Spoon - Hot Thoughts ****

Quem aqui chega, ao acaso, é capaz de subentender Arcade Fire no segundo tema, de título quase impronunciável. Outros, mais ilustres mas também desprevenidos, tenderão a admirar a atmosfera tão Bowie-da-fase-Low em “Us”, que fecha o disco. As comparações são, porém, menorizadoras para a banda, que já vai no nono disco, emergindo lentamente da cena indie para um quase estrelato que alguns temas deste disco deixam antever. “Tear It Down”, uma balada aditivada, ou o funk, igualmente musculado, de “Can I Seat Next to You” estão mesmo a pedir estádios, tops e, claro, pistas de dança. Os Spoon continuam a praticar um pós-punk, aparentado do funk, em que a batida e a guitarra são rainhas, mas agora com uma muito mais proeminente electrónica, saudosa do disco, que faz tudo isto muito mais luminoso e, porque não dizê-lo, divertido. E com a liberdade criativa que lhes permite ousar dois instrumentais de cinco minutos, perfeitamente coerentes com tudo o resto.

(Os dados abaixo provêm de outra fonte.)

Issue #42, opened 2020-02-11
Serialize json using System.Text.Json


brechtvhb:
Are there any plants to use system.text.json as serializer instead of newtonsoft?

If you have an application that uses system.text.json it hurts to add a dependency to newtonsoft.json when using cloud events.

tomkerkhove:
Heh, I would have same scenario after this would be implemented as we're using newtonsoft.

Does it still hurt so much to add another dependency today? 🤷‍♂

brechtvhb:
As System.Text.Json is faster than newtonsoft & built into .net 3.0 it might make sense.
Hey lets all use EDI flatfiles because why would we start using json.

tomkerkhove:
I'm fine with both packages frankly but majority still uses newtonsoft given everything is depending on it, for now.

RascoApps:
it's now the time to change it and support both?

jskeet:
Given that users of either one probably don't want the dependency on the other, it might make sense to split them out into separate packages: CloudNative.CloudEvents.NewtonsoftJson and CloudNative.CloudEvents.SystemTextJson.

RascoApps:
Agreed.

Send from iPhone
________________________________

rynowak:
> Given that users of either one probably don't want the dependency on the other, it might make sense to split them out into separate package

+1 - this was our calculus for not using the CloudEvents package in https://github.com/dapr/dotnet-sdk/ - if we have an option to use this package without JSON.NET as a dependency, we definitely would.

jskeet:
@rynowak: Glad to hear that. I've just merged the change to split them out, but there's still a lot of work to do before 2.0. Once we're at the stage where we've at least got stable betas (and docs!), it would be great to hear more feedback about whether we're going in the right direction in general.

PR #92, opened 2021-02-05
Overhaul of codebase with new approach to attributes

jskeet:
This touches almost file in the repository, because it's hard not to
with such a fundamental change.

There are *lots* of TODOs now, all of which we should chase down
before release. In most cases this isn't a new problem - it's just
one that wasn't noted before,

The two main changes are:

- Spec versions, attributes, and attributes types are now first-class
  types. Rather than being able to set attributes to any value you
  want, values have to be of the right type and have a valid value
  (e.g. for datacontenttype). This centralizes value conversion
  for the most part (although transport/format-specific conversions
  may still be required) and makes everything more predictable.
- Extensions are now *not* first-class types; instead, the extension
  attributes can be registered with the CloudEvent in order to perform
  appropriate validation etc, and a pattern around extensions
  providing extension methods on CloudEvent allows them to be used
  easily.

This work has revealed a lot of smaller problems, such as the HTTP
transports propagating a content of "null" (rather than no content)
when no data was set in the CloudEvent. More testing is certainly
required.

It's worth noting that this is a really big breaking change. The 2.0
release was already going to be breaking, but this is much larger
than the previous changes. I assert that the benefits outweight the
costs though, and even though the package already has many users,
we hope there will be many times more users in the future.

Proposed process for this PR:

- This initial commit does not include nearly as many unit tests for
  CloudEvent, CloudEventAttribute or CloudEventAttributeType as I'd
  like. Those will come in a follow-up commit (which should be
  reviewed before merging) but don't affect the review of the overall
  ideas.
- If the general thrust of this PR is acceptable, then I propose we
  merge it, only making changes to the most egregious problems, and
  leaving further clean-up work (of which there's likely to be a lot)
  to later PRs. It's easier to create a clean-up PR in Visual Studio
  than to suggest fixes via GitHub.

Style changes:

- Use explicit access modifiers
- Move using directives before the namespace declaration
- Unit tests are generally more separated out to correspond to
  production classes, and are in separate directories/namespaces
  by project instead of all at the top level.

Currently StyleCop is not installed, but we should probably either
do that or use regular Roslyn analyzers in the long term - along
with turning on XML documentation generation.


src/CloudNative.CloudEvents/CloudEventAttribute.cs
```diff
@@ -0,0 +1,133 @@
...
+        public bool IsRequired { get; }
+
+        /// <summary>
+        /// Indicates whether this attribute is an extension attribute.
+        /// </summary>
+        public bool IsExtension { get; }
+
+        private Action<object> validator;
+
+        // TODO: Have a "mode" of Required/Optional/Extension?
```
JoshLove-msft, line 44: Wouldn't an extension always be optional though?

src/CloudNative.CloudEvents/CloudEventAttribute.cs
```diff
@@ -0,0 +1,133 @@
...
+        private CloudEventAttribute(string name, CloudEventAttributeType type, bool required, bool extension, Action<object> validator) =>
+            (Name, Type, IsRequired, IsExtension, this.validator) = (ValidateName(name), type, required, extension, validator);
+
+        internal static CloudEventAttribute CreateRequired(string name, CloudEventAttributeType type, Action<object> validator) =>
+            new CloudEventAttribute(name, type, required: true, extension: false, validator: validator);
+
+        internal static CloudEventAttribute CreateOptional(string name, CloudEventAttributeType type, Action<object> validator) =>
+            new CloudEventAttribute(name, type, required: false, extension: false, validator: validator);
+
+        public static CloudEventAttribute CreateExtension(string name, CloudEventAttributeType type) =>
```
JoshLove-msft, line 55: nit: ref docs

src/CloudNative.CloudEvents/CloudEventAttribute.cs
```diff
@@ -0,0 +1,133 @@
...
+        /// <param name="type"></param>
+        /// <param name="validator">Validator to use when parsing or formatting values.
+        /// This is only ever called with a non-null value which can be cast to the attribute type's corresponding
+        /// CLR type. If the validator throws any exception, it is wrapped in an ArgumentException containing the
+        /// attribute details.</param>
+        /// <returns></returns>
+        public static CloudEventAttribute CreateExtension(string name, CloudEventAttributeType type, Action<object> validator) =>
+            new CloudEventAttribute(name, type, required: false, extension: true, validator: validator);
+
+        public override string ToString() => Name;
```
JoshLove-msft, line 71: Should we add docs?

src/CloudNative.CloudEvents/Http/CloudEventHttpContent.cs
```diff
@@ -39,6 +36,8 @@ public CloudEventContent(CloudEvent cloudEvent, ContentMode contentMode, ICloudE
                 return;
             }
 
+            // TODO: Shouldn't we use the formatter in all cases? If I have a JSON formatter and
+            // If we specify that the the data is a byte array, I'd expect to end up with a base64-encoded representation...
```
JoshLove-msft, line 40: I agree with this line of thinking. Seems better to avoid doing magic under the hood.

src/CloudNative.CloudEvents.AspNetCore/HttpRequestExtension.cs
```diff
@@ -45,90 +22,54 @@ public static class HttpRequestExtension
...
-                    }
-                    else
-                    {
-                        throw new InvalidOperationException("Unsupported CloudEvents encoding");
-                    }
-                }
-
-                return await formatter.DecodeStructuredEventAsync(httpRequest.Body, extensions);
+                // TODO: Handle formatter being null
+                return await formatter.DecodeStructuredEventAsync(httpRequest.Body, extensionAttributes).ConfigureAwait(false);
```
JoshLove-msft, line 31: Do we not want to support jsonFormatter as a default anymore?

src/CloudNative.CloudEvents/CloudEventsSpecVersion.cs
```diff
@@ -1,15 +1,146 @@
...
+using System;
+using System.Collections.Generic;
+using System.Linq;
+using System.Net.Mime;
+using static CloudNative.CloudEvents.CloudEventAttribute;
+
 namespace CloudNative.CloudEvents
 {
-    public enum CloudEventsSpecVersion
+    // TODO: Rename to CloudEventSpecVersion? Using the plural form feels a little odd.
```
JoshLove-msft, line 13: Agreed

src/CloudNative.CloudEvents.AspNetCore/HttpRequestExtension.cs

Jason Isbell and the 400 Unit - The Nashville Sound ****

Não, Jason Isbell não é apenas mais um cantor country. Há pelo menos duas razões de peso para que o ouçamos. Antes de mais, para percebermos, de forma muito evidente, como o tal country (mais o blues, que não é para aqui chamado) esteve na origem do muito que hoje ouvimos. Jason nunca se fica pelo country, apenas parte dele para outra coisa qualquer. E depois porque Jason é aquilo a que há uns anos se chamava cantautor, alguém que, mais do que autor e cantor, é também um contador de histórias, parábolas da vida contemporânea. Do horror pela eleição de Trump (“White Man’s World”) às doçuras e agruras do amor, que dão origem a duas das mais belas canções do disco: “If We Were Vampires”, em dueto com a mulher, Amanda Shires, e “Chaos and Clothes”, com a voz duplicada do autor. A honestidade com que se expõe, a teimosia em seguir valores, tornam Jason em alguém quase antiquado, como canta em “Last of My Kind”.

Feist - Pleasures ****

Quando se chega a “I’m Not Running Away”, já quase no final do disco, apetece voltar ao início e ouvir tudo de novo, agora à sombra dos blues. Essa é a canção em que fica mais exposta a ossatura fundamental desta aventura de Feist. O recurso ao blues, a mais essencial das músicas, para cantar as mais perenes histórias da humanidade, histórias de ternura e dor, sexo e morte. O blues, insiste-se, será apenas a ossatura, num corpo musical surpreendentemente musculado – que evolução, nestes seis anos de silêncio desde Metals -, e falho de gorduras, de adornos inúteis. Os instrumentos são os estritamente necessários, numa gravação quase caseira (“Get No High, Get Not Low”), e dispostos do modo rude, sem artifício evidente (“Pleasure”, ou “Century”, esta com Jarvis Cocker a cantar “outra” canção. Já “A Man Is Not His Song”, ou “Any Way” (aquele começo à Kinks…), na sua simplicidade, atestam que estamos perante uma compositora de calibre mais que razoável.